Systems biology: modeling the dynamical response of families of models

Caspo - Studying synchronous boolean networks

Caspo (Cell ASP Optimizer) constitutes a pipeline for automated reasoning on logical signaling networks. The main underlying issue is that inherent experimental noise is considered, so that many different logical networks can be compatible with a set of experimental observations. It is available as a Docker container. Five modules are composing Caspo:

  • The Caspo-learn module performs an automated inference of logical networks from experimental data allows for identifying admissible large-scale logic models saving a lot of efforts and without any a priori bias.
  • The Caspo-classify, predict and visualize modules allows for classifying a family of boolean networks with respect to their input-output predictions.
  • The Caspo-design module designs experimental perturbations which would allow for an optimal discrimination of rival models in a family of boolean networks.
  • The Caspo-control module identifies key-players of a family of networks: it computes robust intervention strategies that force a set of target species or compounds into a desired steady state.
  • The Caspo-timeseries module to take into account time-series observation datasets in the learning procedure.

Cadbiom - Building and analyzing the asynchronous dynamics of enriched logical networks

Based on guarded transition semantic, the Cadbiom software provides a formal framework to help the modeling of biological systems such as cell signaling network. It allows  synchronization events to be investigated  in biological networks. It is available as a Docker image. Three modules are composing Cadbiom:

  • The Cadbiom graphical interface is useful to build and study moderate size models. It provides exploration, simulation and checking. For large-scale models, Cadbiom also allows to focus on specific nodes of interest.
  • The Cadbiom API allows a model to be loaded, performing static analysis and checking temporal properties on a finite horizon in the future or in the past.
  • Exploring large-scale knowledge repositories. The translations of the large-scale PID repository (about 10,000 curated interactions) have been translated into the Cadbiom formalism.

Sequence analysis : modeling sequences with formal grammars

Logol - Complex pattern modelling and matching

The Logol toolbox is a swiss-army-knife for pattern matching on DNA/RNA/Protein sequences, using a high-level grammatical formalism to permit a large expressivity for patterns. A Logol pattern can consist in a complex combination of motifs (such as degenerated strings) and structures (such as imperfect stem-loop ou repeats).  Logol key features are the possibilities to divide a pattern description into several sub-patterns, to model long range dependencies, to enable the use of ambiguous models or to permit the inclusion of negative conditions in a pattern definition.

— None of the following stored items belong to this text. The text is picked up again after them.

PR #1865, opened 2018-05-01
Integrated `highlightPosition` actions with Interface

Icemanbeta:
- Hooked up actions to `PositionDetails` tree
- Added reducers to accompany actions for `highlistPosition`
- Include `is_superuser` computed property in `userProfile` action fetch
- Implemented `ServiceNeededToggle` with `is_superuser` permissions
- Added unit tests

image


src/Components/PositionDetailsItem/ServiceNeededToggle/ServiceNeededToggle.jsx
```diff
@@ -0,0 +1,109 @@
...
+
+    if (state.loading) {
+      wrapper.className.push('ds-c-spinner');
+    }
+
+    wrapper.className = wrapper.className
+      .join(' ')
+      .trim();
+
+    return isSuperuser ?
```
mjoyce91: We could abstract the `isSuperuser` out of the component so that in the future, it could be configured to render based on different permissions.

mjoyce91: I.e., when perform that check when it's actually declared:

```jsx
isSuperUser && <ServiceNeedToggle />
```

```jsx
isEuropeanPostsAdmin && <ServiceNeedToggle />
```

etc...

src/Components/PositionDetailsItem/ServiceNeededToggle/ServiceNeededToggle.test.jsx
```diff
@@ -0,0 +1,35 @@
...
+const userMock = {
+  is_superuser: true,
+};
+
+const props = {
+  position: mock,
+  userProfile: userMock,
+};
+
+describe('ServiceNeededToggle', () => {
```
mjoyce91: Can we bump up code coverage for:

`shouldComponentUpdate`
`onClick`
`if (state.checked) {...`
`Iif (state.loading) {...`

src/reducers/positionDetails/positionDetails.js
```diff
@@ -1,3 +1,5 @@
+import { find, merge } from 'lodash';
+
 export function positionDetailsHasErrored(state = false, action) {
```
mjoyce91: Needs test file

src/utilities.js
```diff
@@ -494,3 +494,13 @@ export const redirectToLogout = () => {
   const prefix = process.env.PUBLIC_URL || '';
   window.location.assign(`${prefix}${LOGOUT_ROUTE}`);
 };
+
+export const difference = (object, base) => transform(object, (result, value, key) => {
```
mjoyce91: Can you add description of purpose of this function?

src/Components/PositionDetailsItem/ServiceNeededToggle/ServiceNeededToggle.jsx
Icemanbeta: Im game for dynamic solutions. I added is_superuser to the userProfile object that gets set in the action.

src/Components/PositionDetailsItem/ServiceNeededToggle/ServiceNeededToggle.test.jsx
Icemanbeta: lol so mean

src/reducers/positionDetails/positionDetails.js
Icemanbeta: True, I'll add one tomorrow 😄

src/utilities.js
Icemanbeta: Shit forgot I did end up using it, but I think I'll leave it in since this might be useful. I add comments to this but actually what this is for is to get a deep diff on 2 objects. I actually tried this on the prop object in PositionDetails, and the performance was unnoticeable and it worked.

Essentially, you'd probably use it in like `shouldComponentUpdate` and pass in `this.props` and the `newProps` passed in by react. It'll return you a new object of only the differences. so if one key from one of the props gets changed, it should only give you like:
```
{
  prop1: {
     is_notification: true,
  }
}
```
Speaking of given the new value or the base value, would you prefer the base object as the first argument and the new object the second or like this?

Even if it's not actually used as the final should render logic, I think it'll be good to have for debugging state changes in redux.

mjoyce91: Oh that's cool! I think either way on the params works. If we're going to keep it, let's add some tests.

src/Components/PositionDetailsItem/ServiceNeededToggle/ServiceNeededToggle.jsx
mjoyce91: I guess a better example would be the position property `description.is_editable_by_user`. We could have the same thing exposed on the position object, but for "is highlight-able by user". I actually think the way we have it right now is fine, it may just be worth adding a comment for that somewhere in the component.

Icemanbeta: Oh on the other side, I guess instead of having permission logic in the component, rather in the data source. So what I have right now is:

```js
export function userProfileFetchData(bypass) {
  return (dispatch) => {
    if (!bypass) {
      dispatch(userProfileIsLoading(true));
      dispatch(userProfileHasErrored(false));
    }

    /**
     * create functions to fetch user's profile and permissions
     */
    // profile
    const getUserAccount = () => api.get('/profile/');
    // permissions
    const getUserPermissions = () => api.get('/permission/user/');

    // use api' Promise.all to fetch the profile and permissions, and then combine them
    // into one object
    axios.all([getUserAccount(), getUserPermissions()])
      .then(axios.spread((acct, perms) => {
        // form the userProfile object
        const account = acct.data;
        const permissions = perms.data;
        const newProfileObject = {
          ...account,
          is_superuser: indexOf(permissions.groups, 'superuser') > -1,
          permission_groups: permissions.groups,
        };

        // then perform dispatches
        dispatch(userProfileFetchDataSuccess(newProfileObject));
        dispatch(userProfileIsLoading(false));
        dispatch(userProfileHasErrored(false));
        dispatch(userProfileFavoritePositionHasErrored(false));
        dispatch(userProfileFavoritePositionIsLoading(false));
      }))
      .catch(() => {
        dispatch(userProfileHasErrored(true));
        dispatch(userProfileIsLoading(false));
        dispatch(userProfileFavoritePositionIsLoading(false));
      });
  };
}
```
Then I pass in the `userProfile` object from the container to this component and it just checked that property.

I guess we'd somehow set the property on the incoming position details object from the api action right...or have that property set by the API.

src/reducers/positionDetails/positionDetails.js
Icemanbeta: 600c3d8d0acb7b85aacf9e9f22b1792789c5f42a

src/Components/PositionDetailsItem/ServiceNeededToggle/ServiceNeededToggle.jsx
```diff
@@ -0,0 +1,86 @@
...
+    };
+
+    const isSuperuser = user.is_superuser;
+    const options = {
+      className: ['usa-button', props.className],
+      onClick: this.onClick,
+    };
+
+    if (this.checked) {
+      options.className.push('usa-button-active');
```
mjoyce91: This seems a little odd to use the `active` class. I feel like the text already communicates the purpose of the button.

Icemanbeta:
@mjoyce91 I think all that's left is for @burgwyn to test it!
@burgwyn I switched the target branch for the PR! It's ready for you to run through!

  • The Graphical designer allows a user to iteratively build a complex pattern based on basic graphical patterns. The associated grammar file is an export of the graphical designer.
  • The LogolMatch parser takes as input a biological (nucleic or amino acid) sequence and a grammar file (i.e. a pattern). It combines a grammar analyzer, a sequence analyzer and a prolog Library. It returns a file containing all the occurrences of the pattern in the sequence with their parsing details.
  • Full genome analysis, and connection to biological databases have been made available recently.

Protomata - Expressive pattern discovery

Protomata is a machine learning suite for the inference of automata characterizing (functional) families of proteins from available sequences. Based on a new kind of alignment, said partial and local, precise characterizations of the families – beyond the scope of classical sequence patterns such as PSSM, Profile HMM, or Prosite Patterns – can be learnt and used to predict new family members with a high specificity.

The three main modules integrated in the protomata-learner workflow are also available as stand-alone programs:

  • Paloma builds partial local multiple alignments;
  • Protobuild infers automata from these alignements;
  • Protomatch and Protoalign score and align new sequences with the automata.